私達はこれまでに施設などでの実践を通じて、1日の業務全体に占める食事、入浴、排泄などの時間配分を一定の時間枠と規定の人員で効率的なケアを出来るように示す香盤表(ケアスケジュール)を提示できるようにしました。また在宅に於いては24時間のサポートを効率よく行えるようにコロニー(地域コンソーシアム)間の専門性を活用できるシステムを創造しています。それがKyomation Care Interface System:KCISです。
更に表現に対するアプローチを技に変えるため、行動評価法のMNFISや睡眠排泄パターングラフ、知的機能検査評価法、バイタルサインや食事量、水分量の比較検討グラフを用いて、認知症の方との接し方で具体的な表現方法を示してきました。そして病状や生活の状況、その人の特徴を知り的確な表現と相手のペースに合わせた対応をし、また並行して薬物による問題抽出も行ってきたのです。

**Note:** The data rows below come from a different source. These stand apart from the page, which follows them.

PR #746, opened 2020-02-25
Re-engineer Held-Suarez setup

bischtob:
We need a few fixes to the Held-Suarez setup as it currently stands. This PR will address the following problems:

- [x] Use random density perturbations in initial condition
- [x] Use bottom drag only tangential to the surface 
- [x] Use sponge layer to absorb waves at the top of the domain
- [x] Replace `IsothermalProfile` with `LinearTemperatureProfile`

### DIFF
--- a/experiments/Atmos_GCM/heldsuarez.jl
+++ b/experiments/Atmos_GCM/heldsuarez.jl
@@ -1,11 +1,14 @@
+using Distributions: Uniform
 using LinearAlgebra
 using StaticArrays
+using Random: rand
 using Test
 
 using CLIMA
 using CLIMA.Atmos
 using CLIMA.GenericCallbacks
 using CLIMA.ODESolvers
+using CLIMA.ColumnwiseLUSolver: ManyColumnLU
 using CLIMA.Mesh.Filters
 using CLIMA.Mesh.Grids
 using CLIMA.MoistThermodynamics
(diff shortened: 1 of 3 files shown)


experiments/Atmos_GCM/heldsuarez.jl
```diff
@@ -1,61 +1,84 @@
...
-    # h = altitude(bl.orientation, aux)
 
-    scale_height = R_d * FT(T_initial) / grav
-    p            = FT(p_ground) * exp(-h / scale_height)
-
-    state.ρ  = air_density(FT(T_initial), p)
+function init_heldsuarez!(bl, state, aux, coords, t)
+    FT            = eltype(state)
+    pressure_sfc  = FT(MSLP)
+    temp_init     = FT(300.0)
```
akshaysridhar: `const T_init` vs `temp_init` within this function - is there a way to keep just one variable with this information ? (We can now pass additional arguments to the solver setup that are made available to the init_heldsuarez! function for example https://github.com/climate-machine/CLIMA/blob/7956017fb59bd1e566716c5d7f8d2816df57d77b/src/Driver/Driver.jl#L212)

experiments/Atmos_GCM/heldsuarez.jl
```diff
@@ -97,43 +120,65 @@ function held_suarez_forcing!(bl, source, state, diffusive, aux, t::Real)
...
+    timeend       = FT(days*24*60*60) # end time (seconds)
+    
+    # Set up driver configuration
+    driver_config = config_heldsuarez(FT, poly_order, (n_horz, n_vert))
+    
+    # Set up ODE solver configuration
+    #ode_solver_type = CLIMA.ExplicitSolverType(
+    #  solver_method=LSRK144NiegemannDiehlBusch
+    #)
+    ode_solver_type = CLIMA.IMEXSolverType(
```
akshaysridhar: Is this equivalent to `CLIMA.DefaultSolverType()` ?

experiments/Atmos_GCM/heldsuarez.jl
```diff
@@ -97,43 +120,65 @@ function held_suarez_forcing!(bl, source, state, diffusive, aux, t::Real)
...
+    )
+
+    # Set up experiment
+    solver_config = CLIMA.setup_solver(
+      timestart, 
+      timeend, 
+      driver_config,
+      ode_solver_type=ode_solver_type,
+      Courant_number=0.4,
+      forcecpu=true
```
akshaysridhar: @bischtob You pointed out that `forcecpu` is perhaps a bit ambiguous (i.e. the action here is to force initialisation, not the run itself, on the CPU)- we can address the keyword change in a different PR - does that seem reasonable ?

simonbyrne: cc @kpamnany

experiments/Atmos_GCM/heldsuarez.jl
bischtob: Perhaps :)

experiments/Atmos_GCM/heldsuarez.jl
bischtob: @akshaysridhar : works for me

experiments/Atmos_GCM/heldsuarez.jl
```diff
@@ -1,61 +1,89 @@
...
-const p_ground = MSLP
-const T_initial = 255
-const domain_height = 30e3
 
-function init_heldsuarez!(bl, state, aux, coords, t)
-    global p_ground, T_initial
-
-    FT = eltype(state)
+const pressure_ground = MSLP
+const T_init = 300.0 # unit: Kelvin
```
tapios: It doesn't matter much what you choose as the initial temperature, but `T_init = 255` will probably equilibrate a bit faster (because the stratosphere, where relaxation times are longer, will end up with a temperature around 200 K).

experiments/Atmos_GCM/heldsuarez.jl
tapios: Agreed. It's odd to have the same temperature be defined twice.

experiments/Atmos_GCM/heldsuarez.jl
```diff
@@ -1,61 +1,89 @@
...
+function config_heldsuarez(FT, poly_order, resolution)
+    name          = "HeldSuarez"
+    domain_height = FT(30e3)
+    T_ref         = FT(300.0)
+    Rh_ref        = FT(0.0)
+    turb_visc     = FT(0.0)
+    
+    # Rayleigh sponge 
+    zsponge = FT(15e3)
+    τ_relax = FT(0.5 / 60 / 60 / 24)
```
tapios:
```suggestion
    τ_relax = FT(0.5 / day)
```
(We used to have `day` (seconds per day) defined in `PlanetParameters`. I'm not sure we still have it, but we want something like this here.)

experiments/Atmos_GCM/heldsuarez.jl
```diff
@@ -1,61 +1,89 @@
...
+    u_relax = SVector(FT(0), FT(0), FT(0))
+    rayleigh_sponge = RayleighSponge{FT}(domain_height, zsponge, τ_relax, u_relax, 2)
+
+    # Configure the model setup
+    model = AtmosModel{FT}(
+      AtmosGCMConfiguration;
+      
+      ref_state  = HydrostaticState(
+                     IsothermalProfile(T_ref),
```
tapios: This will not be a good reference state with `T_ref = 300` (temperature deviations in the upper atmosphere will be 50%, leading to >20% error for sound speed in linear implicit timestepping). Better: Use `LinearTemperatureProfile` with `T_surface = 300`. lapse rate `0.7 g/c_p`, and `T_min = 200`. This will be close to equilibrated state.

experiments/Atmos_GCM/heldsuarez.jl
```diff
@@ -1,61 +1,89 @@
...
+
+    # Configure the model setup
+    model = AtmosModel{FT}(
+      AtmosGCMConfiguration;
+      
+      ref_state  = HydrostaticState(
+                     IsothermalProfile(T_ref), 
+                     Rh_ref
+                   ),
+      turbulence = ConstantViscosityWithDivergence(turb_visc),
```
tapios: Constant (isotropic) viscosity can lead to stability problems: With a viscosity large enough to damp enstrophy in the horizontal, you may run into CFL bounds in the vertical if you use IMEX. 

We need to add the Smagorinsky-Lilly SGS model that has anisotropic mixing (see design doc), i.e., set the vertical viscosity/diffusivity in Smagorinsky-Lilly to zero (or something small). It should be an easy thing to add and may be good to add here. We'll need it if hyperdiffusion is not available.

experiments/Atmos_GCM/heldsuarez.jl
```diff
@@ -83,7 +111,7 @@ function held_suarez_forcing!(bl, source, state, diffusive, aux, t::Real)
     @inbounds λ  = atan(coord[2], coord[1])
```
tapios: Update to longitude/latitude once #737  is merged.

experiments/Atmos_GCM/heldsuarez.jl
```diff
@@ -97,43 +125,65 @@ function held_suarez_forcing!(bl, source, state, diffusive, aux, t::Real)
...
-    solver_config = CLIMA.setup_solver(t0, timeend, driver_config,
-                                       ode_solver_type=ode_solver_type)
-
-    # Set up the filter callback
+    # Driver configuration parameters
+    FT            = Float32           # floating type precision
+    poly_order    = 5                 # discontinuous Galerkin polynomial order
+    n_horz        = 5                 # horizontal element number  
+    n_vert        = 5                 # vertical element number
+    days          = 30                 # experiment day number
```
tapios:
```suggestion
    run_days          = 30                 # experiment day number
```

experiments/Atmos_GCM/heldsuarez.jl
```diff
@@ -97,43 +125,65 @@ function held_suarez_forcing!(bl, source, state, diffusive, aux, t::Real)
...
+    timestart     = FT(0)             # start time (seconds)
+    timeend       = FT(days*24*60*60) # end time (seconds)
```
tapios:
```suggestion
    timeend       = FT(run_days*day) # end time (seconds)
```
(or something like it: point is to use definition of length of day from PlanetParameters; we do not want to re-type it and have novices have to figure out what this is)

src/Atmos/Model/orientation.jl
```diff
@@ -18,6 +18,13 @@ gravitational_potential(::Orientation, aux::Vars) = aux.orientation.Φ
 ∇gravitational_potential(::Orientation, aux::Vars) = aux.orientation.∇Φ
 altitude(orientation::Orientation, aux::Vars) = gravitational_potential(orientation, aux) / grav
 vertical_unit_vector(orientation::Orientation, aux::Vars) = ∇gravitational_potential(orientation, aux) / grav
+function projection_normal(orientation::Orientation, aux::Vars, u⃗::AbstractVector) 
+  n̂ = vertical_unit_vector(orientation, aux)
+  return n̂ * (n̂' * u⃗)
+end
+function projection_tangential(orientation::Orientation, aux::Vars, u⃗::AbstractVector)
```
tapios: These functions are good to have. But I wonder whether we should make them more general. We'll need these (or functions like these) at boundaries in a number of contexts. Then the projections should be normal and tangential to the boundary, i.e., with `n̂` being the inward pointing normal vector on the boundary. (This notation for `n̂` is also consistent with the design docs. There and elsewhere, we used `k` for the vertical unit vector.)

experiments/Atmos_GCM/heldsuarez.jl
bischtob: Thanks. Was planning on swapping this out once I can confirm that we don't have the funky oscillations anymore.

src/Atmos/Model/orientation.jl
LenkaNovak: Sriharsha is working on the projection functions today.

bischtob:
Simulation breaks after several hundred days. Oscillations in the sponge layer seems to break it. No idea why yet. Still investigating :(.

bischtob:
@tapios & @akshaysridhar, is there a chance that having such a low resolution set up leads to problems with resolving the sphere properly, leading to stability issues?

tapios:
Unlikely. You’ll just have problems with angular momentum conservation in our case, but that shouldn’t affect stability.

bischtob:
bors try

bischtob:
bors try

src/Driver/Driver.jl
```diff
@@ -100,14 +101,14 @@ function parse_commandline()
         "--diagnostics-interval"
             help = "interval in simulation steps for gathering diagnostics"
             arg_type = Int
-            default = 10000
+            default = 1
```
kpamnany: I don't think it's a good idea to make this the default. :)

src/Driver/Driver.jl
```diff
@@ -100,14 +101,14 @@ function parse_commandline()
...
         "--enable-vtk"
             help = "output VTK to <output-dir> every <vtk-interval> simulation steps"
             action = :store_true
         "--vtk-interval"
             help = "interval in simulation steps for VTK output"
             arg_type = Int
-            default = 10000
+            default = 4
```
kpamnany: Or this.

Since you have to explicitly `--enable-vtk` to turn this on, it isn't blowing things up in the tests now, but such a short interval is going to dump far too much data for the ordinary case (especially for testing).

kpamnany:
There are no diagnostics for the Ocean model implemented. I'll fix this with something empty in the upcoming diagnostics PR, but until then we may want to add `--disable-diagnostics` as a parameter for all the Ocean tests in `slurmci-test.toml`.

Alternatively, we can make `--disable-diagnostics` the default and you have to explicitly add `--enable-diagnostics` to generate them?

src/Driver/Driver.jl
bischtob: 🥇

src/Driver/Driver.jl
bischtob: My bad

bischtob:
> There are no diagnostics for the Ocean model implemented. I'll fix this with something empty in the upcoming diagnostics PR, but until then we may want to add `--disable-diagnostics` as a parameter for all the Ocean tests in `slurmci-test.toml`.
> 
> Alternatively, we can make `--disable-diagnostics` the default and you have to explicitly add `--enable-diagnostics` to generate them?

Agreed and changed.

bischtob:
bors try

bischtob:
@simonbyrne, can you check this build failure?

kpamnany:
bors try

experiments/Atmos_GCM/heldsuarez.jl
```diff
@@ -1,143 +1,214 @@
...
+using CLIMA.ColumnwiseLUSolver: ManyColumnLU
 using CLIMA.Mesh.Filters
 using CLIMA.Mesh.Grids
 using CLIMA.MoistThermodynamics
 using CLIMA.PlanetParameters
 using CLIMA.VariableTemplates
 
 
+# Import directional keywords (CLIMA.Mesh.Grids)
+import CLIMA.Mesh.Grids: VerticalDirection, HorizontalDirection, EveryDirection
```
kpamnany: This is now no longer necessary due to #784.

src/Driver/Driver.jl
```diff
@@ -25,7 +25,7 @@ Base.@kwdef mutable struct CLIMA_Settings
     mpi_knows_cuda::Bool = false
     show_updates::Bool = true
     update_interval::Int = 60
-    enable_diagnostics::Bool = true
+    enable_diagnostics::Bool = false
```
kpamnany: Unfortunately this doesn't actually change the default. I thought I'd added a comment there to explain this, but clearly not. I'll fix this in #810 if you're decided that diagnostics should not be enabled by default?

bischtob: I am fine either way :).

kpamnany:
Please squash before merging? :)

bischtob:
> Please squash before merging? :)

Forgot about this! Thanks for reminding me :).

また、Kyomation Careを学ぶスタッフは、語彙や表情を13項目で注意深く見ながらコミュニケーション能力を発揮できるように指導しています。言語・非言語的な接し方を均一的に行いシニアサインやシニアモードを捉えてセルフケアや埋蔵資源能力を効率的な活用で、時間と空間をともにし「寄り添う」ことに心掛け「今」を「楽しむ」ケアを認知症の方とともに行い、「快の感情を保障」することがKyomation Careの本質とも考えています。しいて言えば「老いを遊ぶ」ことがKyomation Careの理念でもあります。
このような取り組みを基に多くの実践者・家族・研究者の想いとご協力によりこの度Kyomation Care研究会が設立され、この事例発表会を開催する運びとなりました。
この活動がこれからの未来に向けて、認知症ケアを通じた社会貢献に繋がることを願っています。